Although an array of complex chronic diseases have been investigated using polygenic techniques, to our knowledge, only one study applied polygenic methods to existing GWAS studies of cancer[Witte and Hoffmann, 2011]. While that study found a modestly significant association for polygenic risk scores at liberal SNP inclusion thresholds for PCa (p<0.01), the authors did not fully investigate the added variance that can be explained by polygenic risk scores that is independent of established genome-wide significant SNPs.
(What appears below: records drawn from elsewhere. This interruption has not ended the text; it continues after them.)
PR #80, opened 2020-04-15
Mandatory Authorized calls for Repo Analysis and Service URL fetch for backward compat

issacnitin:


src/configure/configure.ts
```diff
@@ -154,6 +157,23 @@ class Orchestrator {
         }
     }
 
+    private async getGithubPatToken(): Promise<void> {
+        const redirectHelper = new RedirectLinkHelper();
+        await redirectHelper.loadAll();
+        if (this.inputs.sourceRepository.repositoryProvider === "github" || redirectHelper.repoAnalysisServiceFramework === ServiceFramework.Moda) {
```
vineetmimrot, line 163: Should we throw an error in else case as it will be undesired behaviour?

src/configure/helper/redirectLinkHelper.ts
```diff
@@ -0,0 +1,38 @@
+import { RestClient } from "typed-rest-client";
+
+export enum ServiceFramework {
+    Moda,
+    Vssf
+}
+
+export class RedirectLinkHelper {
+
+    public repoAnalysisRedirectUrl: string  = "https://aka.ms/AA87j8k";
```
bishal-pdMSFT, line 10: should we not use a fwd link instead of aka.ms?

src/configure/helper/redirectLinkHelper.ts
```diff
@@ -0,0 +1,38 @@
...
+            if ((response.message.statusCode === 301 || response.message.statusCode === 302)){
+                this.repoAnalysisUrl = response.message.headers["location"];
+            } else {
+                throw Error("Invalid response from url " + this.repoAnalysisRedirectUrl);
+            }
+            if (!this.repoAnalysisUrl.includes("portalext.visualstudio.com")) {
+                this.repoAnalysisServiceFramework = ServiceFramework.Moda;
+            }
+        } catch (err) {
+            // Add telemetry
```
bishal-pdMSFT, line 35: please add telemetry. don't leave it as todo.

src/configure/helper/redirectLinkHelper.ts
```diff
@@ -0,0 +1,38 @@
...
+            const response = await restClient.client.get(this.repoAnalysisRedirectUrl, requestOptions);
+            if ((response.message.statusCode === 301 || response.message.statusCode === 302)){
+                this.repoAnalysisUrl = response.message.headers["location"];
+            } else {
+                throw Error("Invalid response from url " + this.repoAnalysisRedirectUrl);
+            }
+            if (!this.repoAnalysisUrl.includes("portalext.visualstudio.com")) {
+                this.repoAnalysisServiceFramework = ServiceFramework.Moda;
+            }
+        } catch (err) {
```
bishal-pdMSFT, line 34: in case of an exception, use vssf service url as default

src/configure/helper/repoAnalysisHelper.ts
```diff
@@ -1,24 +1,28 @@
...
+import { ModaClient } from '../clients/modaClient';
 import { PortalExtensionClient } from "../clients/portalExtensionClient";
 import { AzureSession, GitRepositoryParameters, RepositoryAnalysisApplicationSettings, RepositoryAnalysisParameters, RepositoryAnalysisRequest, RepositoryDetails, RepositoryProvider, SupportedLanguage } from "../model/models";
 import { RepoAnalysisConstants } from "../resources/constants";
+import { RedirectLinkHelper, ServiceFramework } from './redirectLinkHelper';
+
 
 export class RepoAnalysisHelper {
     private portalExtensionClient: PortalExtensionClient;
+    private modaClient: ModaClient;
```
bishal-pdMSFT, line 11: maintaining two different clients is problematic. We should define an interface for the repositoryAnalysisClient and then have two implementations of that - PortalExtensionRespositoryAnalysisClient and ModaRepositoryAnalysisClient. Once such a client is created, the interface will help in using it anywhere in code, otherwise everywhere we have to pass both portalExtensionClient and modaClient

src/configure/helper/repoAnalysisHelper.ts
```diff
@@ -1,24 +1,28 @@
...
+    private redirectHelper: RedirectLinkHelper;
+    private githubPatToken?: string;
 
-    constructor(azureSession: AzureSession) {
+    constructor(azureSession: AzureSession, githubPatToken?: string) {
         this.portalExtensionClient = new PortalExtensionClient(azureSession.credentials);
```
bishal-pdMSFT, line 16: why create it here? it should be created if the vssf url is being used.

src/configure/helper/redirectLinkHelper.ts
```diff
@@ -0,0 +1,38 @@
+import { RestClient } from "typed-rest-client";
+
+export enum ServiceFramework {
+    Moda,
+    Vssf
+}
+
+export class RedirectLinkHelper {
```
bishal-pdMSFT, line 8: this should be called `RemoteServiceUrlHelper` so as not to tie it with underlying logic

src/configure/helper/redirectLinkHelper.ts
```diff
@@ -0,0 +1,38 @@
...
+
+    public repoAnalysisRedirectUrl: string  = "https://aka.ms/AA87j8k";
+    public repoAnalysisUrl: string = "";
```
bishal-pdMSFT, line 11: IMO it looks unnecessary to have these as public properties. These should be private and can be used as a cache (so that mulitple invocation of loadAll() does not make redirect calls again and again). The load.. functions should return a data type containing url and framework and the caller should use the return value directly instead of depending on these public properties.

bishal-pdMSFT: Infact it would have been okay to not store anything in this class and use this purely as helper to run some logic. If in future we need to make multiple invocations, then we would think about cache etc. otherwise we are unnecessarily storing things.

src/configure/configure.ts
```diff
@@ -154,6 +157,23 @@ class Orchestrator {
         }
     }
 
+    private async getGithubPatToken(): Promise<void> {
+        const redirectHelper = new RedirectLinkHelper();
+        await redirectHelper.loadAll();
```
bishal-pdMSFT, line 162: you are calling this at multiple places -  then loadAll seems like a wrong pattern. LoadAll signifies that it should be loaded just once. Either load it really just once or directly expose a function called getRepositoryAnalysisUrl and implement a caching as suggested in other comment

src/configure/configurers/azurePipelineConfigurer.ts
```diff
@@ -42,16 +42,6 @@ export class AzurePipelineConfigurer implements Configurer {
 
     public async getInputs(inputs: WizardInputs): Promise<void> {
         try {
-            if (inputs.sourceRepository.repositoryProvider === RepositoryProvider.Github) {
```
bishal-pdMSFT, line 45: we should not make any change in AzurePipelines creation flow and this guy will not need PAT for repo analysis.

src/configure/configurers/azurePipelineConfigurer.ts
```diff
@@ -42,16 +42,6 @@ export class AzurePipelineConfigurer implements Configurer {
...
-                inputs.githubPATToken = await this.controlProvider.showInputBox(constants.GitHubPat, {
-                    placeHolder: Messages.enterGitHubPat,
-                    prompt: Messages.githubPatTokenHelpMessage,
```
bishal-pdMSFT, line 48: One more reason to not touch this code is that it uses a different prompt message than the github workflow flow one.

src/configure/configure.ts
```diff
@@ -154,6 +157,23 @@ class Orchestrator {
...
+        if (this.inputs.sourceRepository.repositoryProvider === "github" || redirectHelper.repoAnalysisServiceFramework === ServiceFramework.Moda) {
+            this.inputs.githubPATToken = await this.controlProvider.showInputBox(constants.GitHubPat, {
+                placeHolder: Messages.enterGitHubPat,
+                prompt: Messages.githubPatTokenHelpMessage,
```
bishal-pdMSFT, line 166: the prompt message is different in two cases as one requires additional scopes. please handle this.

src/configure/configure.ts
bishal-pdMSFT, line 163: Shouldn't we get pat irrespective of whether it is moda or vssf service? Are you getting pat token in case of vssf service somewhere else?

src/configure/configure.ts
```diff
@@ -154,6 +157,23 @@ class Orchestrator {
...
+                validateInput: (inputValue) => {
+                    return !inputValue ? Messages.githubPatTokenErrorMessage : null;
+                }
+            });
+            if (!!this.inputs.githubPATToken) {
+                this.inputs.githubPATToken = this.inputs.githubPATToken.toLowerCase();
```
bishal-pdMSFT, line 172: why the case change? we should trust user to do right thing. On the other side it can break the PAT if github decides to issue pat with capital case letters.

src/configure/clients/modaClient.ts
```diff
@@ -0,0 +1,26 @@
...
+import { RepositoryAnalysisRequest } from "../model/models";
+
+export class ModaClient{
+    private restClient: RestClient;
+    private githubPat: string;
+    private pathUrl: string;
+
+    constructor(url: string, githubPat: string) {
+        const u = vscodeUri.parse(url);
+        this.restClient = new RestClient("deploy-to-azure", u.scheme + "://" + u.authority);
```
bishal-pdMSFT, line 12: what is the second parameter? is it creating a value of type `ServiceClientCredentials`? if so, why not take this type in the constructor. this way both PEClient and ModaClient will have same constructor signature- - and easier to derive from same interface.

src/configure/helper/repoAnalysisHelper.ts
```diff
@@ -28,7 +32,15 @@ export class RepoAnalysisHelper {
             repositoryAnalysisRequestBody.Repository = repositoryDetails;
             repositoryAnalysisRequestBody.WorkingDirectory = workspacePath;
 
-            repositoryAnalysisResponse = await this.portalExtensionClient.getRepositoryAnalysis(repositoryAnalysisRequestBody);
+            if (this.redirectHelper.repoAnalysisServiceFramework === ServiceFramework.Vssf) {
+                repositoryAnalysisRequestBody.Repository.authorizationInfo.scheme = "Token";
```
bishal-pdMSFT, line 36: Wouldn't we need these two lines for moda client call as well?

bishal-pdMSFT: otherwise you are not passing token for service to make authorized calls to github repo

src/configure/configure.ts
issacnitin: It is a valid flow - Azure Repo + Azure Pipeline. In that scenario we don't call Repo Analysis

src/configure/clients/modaClient.ts
issacnitin: no it's not creating value of type ServiceClientCredentials. Second parameter is the base url, in our case "https://aka.ms"

src/configure/configure.ts
issacnitin: In case of vssf service, we need to get PAT only for the flows when repository is of type github. For Azure Repo  + Azure Pipelines flow, we don't need

src/configure/configure.ts
issacnitin: Github right now doesn't support PAT with capital letters. So this is required. Agreed, it might break if Github changes to capital letters, but that's very unlikely as a lot of systems depending on GitHub pat will break

src/configure/helper/redirectLinkHelper.ts
issacnitin: Yes. If we need to cache we can implement this as a singleton.

src/configure/helper/repoAnalysisHelper.ts
issacnitin: In case of Moda we're authenticating using github pat, so this can be avoided as it's redundant

src/configure/configure.ts
bishal-pdMSFT: But why take this extra burden which, even though unlikely, has a chance to break.
If user is inputting a wrong cased PAT he will end up in failure. Lets not try to fix user's error.

src/configure/helper/repoAnalysisHelper.ts
bishal-pdMSFT: this is not about authneticating to moda based service. This is about template service using eight credential when making calls to github repo. For that it needs a credential parameter along with repo information.

src/configure/configure.ts
issacnitin: The PAT token can by default be used to authenticate to github API. Additional scopes needed are repo read access for github workflow, which is already being informed to the user

src/configure/helper/redirectLinkHelper.ts
issacnitin: I couldn't find any reason why fwd link could be better, shall we sent out a mail to the owner team for their opinion? It'll help us understand if there are any security/compliance issues as well in using their product for our purpose.

src/configure/helper/repoAnalysisHelper.ts
issacnitin: Yes I was thinking of using token from auth header, why'd you feel so? Are we changing it in template service as well?

src/configure/configure.ts
issacnitin: Alright

src/configure/helper/repoAnalysisHelper.ts
issacnitin: I mean, ideally calling moda service is authenticating to github, so we can use the same auth header for all internal calls as well

src/configure/clients/modaRepositoryAnalysisClient.ts
```diff
@@ -0,0 +1,27 @@
...
+    private pathUrl: string;
+
+    constructor(url: string, githubPat: string) {
+        const u = vscodeUri.parse(url);
+        this.restClient = new RestClient("deploy-to-azure", u.scheme + "://" + u.authority);
+        this.pathUrl = u.path;
+        this.githubPat = githubPat;
+    }
+
+    public async getRepositoryAnalysis(body: RepositoryAnalysisRequest): Promise<IRestResponse<unknown>> {
```
bishal-pdMSFT, line 18: why `unknown` type. I guess we have a well defined type for repo analysis result.

src/configure/clients/modaRepositoryAnalysisClient.ts
```diff
@@ -0,0 +1,27 @@
...
+        const requestOptions = {
+            acceptHeader: "application/json",
+            additionalHeaders: {
+                "Authorization": "Bearer " + this.githubPat
+            }
+        };
+        return this.restClient.create(this.pathUrl, body, requestOptions);
```
bishal-pdMSFT, line 25: `create` or `sendRequest` ?

src/configure/clients/repositoryAnalyisClient.ts
```diff
@@ -0,0 +1,5 @@
+import { RepositoryAnalysisRequest } from "../model/models";
+
+export interface IRepositoryAnalysisClient {
+    getRepositoryAnalysis(body: RepositoryAnalysisRequest): Promise<any>;
```
bishal-pdMSFT, line 4: return type should not be `any` if possible.

src/configure/configure.ts
```diff
@@ -12,7 +12,9 @@ import { ControlProvider } from './helper/controlProvider';
 import { AzureDevOpsHelper } from './helper/devOps/azureDevOpsHelper';
 import { GitHubProvider } from './helper/gitHubHelper';
 import { LocalGitRepoHelper } from './helper/LocalGitRepoHelper';
+import { RemoteServiceUrlHelper, ServiceFramework } from './helper/remoteServiceUrlHelper';
 import { RepoAnalysisHelper } from './helper/repoAnalysisHelper';
+//import { RepoAnalysisHelper } from './helper/repoAnalysisHelper';
```
bishal-pdMSFT, line 17: remove this

src/configure/clients/modaRepositoryAnalysisClient.ts
issacnitin: create is for POST request

src/configure/configure.ts
bishal-pdMSFT: Don't we need additional scope for pushing workflow file in case of github workflow?

src/configure/configure.ts
```diff
@@ -427,11 +442,13 @@ class Orchestrator {
...
-        var repoAnalysisResult = await repoAnalysisHelper.getRepositoryAnalysis(this.inputs.sourceRepository,
-            this.inputs.pipelineConfiguration.workingDirectory.split('/').join('\\'));
+        const repoAnalysisHelper = new RepoAnalysisHelper(this.inputs.azureSession, this.inputs.githubPATToken);
+        let repoAnalysisResult = null;
+        if (this.inputs.sourceRepository.repositoryProvider === RepositoryProvider.Github) {
+            repoAnalysisResult = await repoAnalysisHelper.getRepositoryAnalysis(this.inputs.sourceRepository, this.inputs.pipelineConfiguration.workingDirectory.split('\\').join('/'));
+        }
 
-        extensionVariables.templateServiceEnabled = true;
+        extensionVariables.templateServiceEnabled = false;
```
bishal-pdMSFT, line 451: Whoops! we could have shipped this by mistake! Thanks for catching this.

src/configure/configure.ts
```diff
@@ -427,11 +442,13 @@ class Orchestrator {
     }
 
     private async getSelectedPipeline(): Promise<void> {
-        var repoAnalysisHelper = new RepoAnalysisHelper(this.inputs.azureSession);
-        var repoAnalysisResult = await repoAnalysisHelper.getRepositoryAnalysis(this.inputs.sourceRepository,
-            this.inputs.pipelineConfiguration.workingDirectory.split('/').join('\\'));
+        const repoAnalysisHelper = new RepoAnalysisHelper(this.inputs.azureSession, this.inputs.githubPATToken);
+        let repoAnalysisResult = null;
+        if (this.inputs.sourceRepository.repositoryProvider === RepositoryProvider.Github) {
+            repoAnalysisResult = await repoAnalysisHelper.getRepositoryAnalysis(this.inputs.sourceRepository, this.inputs.pipelineConfiguration.workingDirectory.split('\\').join('/'));
```
bishal-pdMSFT, line 448: Are we making sure that we rely on `repoAnalysisResult` only in case of github repo.

src/configure/helper/repoAnalysisHelper.ts
```diff
@@ -1,34 +1,45 @@
...
             repositoryAnalysisRequestBody.WorkingDirectory = workspacePath;
-
-            repositoryAnalysisResponse = await this.portalExtensionClient.getRepositoryAnalysis(repositoryAnalysisRequestBody);
+            repositoryAnalysisRequestBody.Repository.authorizationInfo = {
+                scheme: "Token",
+                parameters: {
+                    accesstoken: this.githubPatToken
+                }
+            };
+            if (serviceDefinition.serviceFramework === ServiceFramework.Vssf) {
```
bishal-pdMSFT, line 38: this if condition is not required anymore. that is the beauty of using an abstract interface :)

src/configure/helper/repoAnalysisHelper.ts
```diff
@@ -90,4 +101,14 @@ export class RepoAnalysisHelper {
     private GetRelativePath(workingDirectory: string, filePath: string): string{
         return path.relative(workingDirectory, filePath).split(path.sep).join('/');
     }
+
+    private getClient(serviceDefinition: IServiceUrlDefinition) {
```
bishal-pdMSFT, line 105: please specify return type

src/configure/helper/repoAnalysisHelper.ts
```diff
@@ -90,4 +101,14 @@ export class RepoAnalysisHelper {
...
+        let client = null;
+        if (serviceDefinition.serviceFramework == ServiceFramework.Vssf) {
+            client = new PortalExtensionRepositoryAnalysisClient(this.azureSession.credentials);
```
bishal-pdMSFT, line 108: We should pass the PE repo analysis url as input here as well. And remove the url from L16 in PortalExtensionRepositoryAnalysisClient.ts as it is duplicate of the PR url already specified in url helper class.

src/configure/configure.ts
issacnitin: Yes that's what this check is for

src/configure/helper/repoAnalysisHelper.ts
issacnitin: Thanks!

src/configure/configure.ts
issacnitin: No, read/write access is what is needed for secrets api, pushing workflow file etc.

Our goal is to investigate currently available GWAS to examine genetic models for improving risk prediction for breast cancer (BCa) and prostate cancer (PCa) and also to investigate whether additional undiscovered disease susceptibility loci may be awaiting discovery. So far, the largest number of risk variants identified through GWAS have been for PCa and then BCa. To date, at least 13 independent loci have been associated with BCa[Thomas et al., 2009, Stacey et al., 2007, Ahmed et al., 2009, Stacey et al., 2008, Gold et al., 2008, Zheng et al., 2009b, Hunter et al., 2007, Easton et al., 2007, Turnbull et al., 2010] and over 30 independent genetic loci have been associated with PCa risk[Duggan et al., 2007, Eeles et al., 2009, Eeles et al., 2008, Thomas et al., 2008, Gudmundsson et al., 2007b, Gudmundsson et al., 2008, Sun et al., 2008, Gudmundsson et al., 2009, Yeager et al., 2009, Zheng et al., 2009a, Gudmundsson et al., 2007a]. Our first aim is to investigate the discrimination of models using established SNPs for prediction. Next, we aim to employ polygenic methods to compile prioritized lists of variants to be used in constructing polygenic risk scores. We further explore the added discriminative ability of the polygenic scores and assess whether there is significant information added to the overall prediction of BCa and PCa by these scores.

Methods

Data for this study are based upon the Cancer Genetic Markers of Susceptibility (CGEMS) initiative. Breast cancer genetic data originated from the Nurses’ Health Study (NHS) and prostate cancer data came from the Prostate, Lung, Colorectal, and Ovarian (PLCO) study[Hunter et al., 2007, Yeager et al., 2007].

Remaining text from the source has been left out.